Jackson County Airport is a small airfield situated on a ridge about 3 mi southeast of the town of Sylva, the county seat of Jackson County, North Carolina, United States. It is less than 1 mile west of the unincorporated town of Cullowhee, the home of Western Carolina University. The airport is owned and operated by the county. It sits at an elevation of 2,857 ft and covers an area of 147 acre. The airport's traffic consists mostly of light single and twin engine private aircraft.

==History==
The Jackson County Airport was once a dirt airstrip in the Addie community east of Sylva in the 1930s. The site has been since developed, but it was used as an airport until the 1960s. In the 1960s, a grassy airstrip was opened where the baseball stadium and nursery now stand on the Western Carolina University campus. This airport was in a bad location, as at one end was Forest Hills Road and at the other end were high-voltage power lines. It was also very close to the Cordelia Camp Laboratory School, Cullowhee Creek, Speedwell Road, and later EJ Whitmore Stadium. In the 1970s, a new airport was badly needed by the county. Two sites were suggested: Berry Ridge above Cullowhee and the flat bottom lands at Barkers Creek/Wilmot. In the mid-1970s, the Berry Ridge site was selected, and the airport was constructed by cutting the top off the ridge and filling in the low areas to make room for a hangar, runway, terminal building, road, parking lot, and beacon. The airport was built to be very modern, and the terminal was a great example of 1970s architecture.

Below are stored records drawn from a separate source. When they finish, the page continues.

PR #93, opened 2017-04-26
Removing jenkins_plugin.py for upstream version

greg-hellings:
This file has been extraneous for a while. We should remove this and stick with the fixes that are present in the Ansible tree post 2.2.1.


robled:
Does **install_requires** in setup.py need to be updated to ensure we get the proper code from upstream?

greg-hellings:
Negative. We depend on linchpin >= 0.9.0, which has been pinned to ansible==2.2.1. That's the version that included the fixes in this file. However, I'll take this opportunity to update our own direct ansible include to be >=2.2.1 both to bring us in line with linchpin and also to reflect this change directly.

robled (approved):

The airport opened in 1978. Soon after, heavy rains and construction deficiencies caused the south end of the runway to begin eroding off. A section of the runway was abandoned and no longer poses a threat, it was stabilized and is at the south end of the airport. In 1990, when under renovation, the Airport's Terminal building was destroyed by a severe storm, and was finally razed in 1999. Today, there is a temporary terminal with a restroom, planning area with wifi, and lounge area. A courtesy crew car is available by arrangement. Self-service 100LL fuel is available 24–7. There is a GPS approach for Runway 33 and weather is available 24-7 through an AWOS III P/T on 118.9 and on the Internet.

== Airport operations ==
- Open to the public
- Sectional chart: Atlanta
- Control tower: No
- Air Route Traffic Control Center: Atlanta Center
- Runway and Airfield Lights: On from dusk to dawn
- Beacon: White-green (lighted land airport)

== Runways ==
- Number of Runways: 1 (Runway 15/33)
- Dimensions: 3,210 × 60 ft
- Surface: Asphalt, in good condition
- Weight bearing capacity: Single wheel, 12500 lbs
- Runway edge lights: Medium intensity
- Runway edge markings: Runway numbers are smaller than standard

== Airport communications ==
Jackson County Airport has no control tower. Pilots communicate among themselves to coordinate landings and take-offs via the UNICOM frequency of 123.0 MHz Weather is available through an AWOS III P/T on 118.9 and the internet. Airport phone number is (828) 586–0321.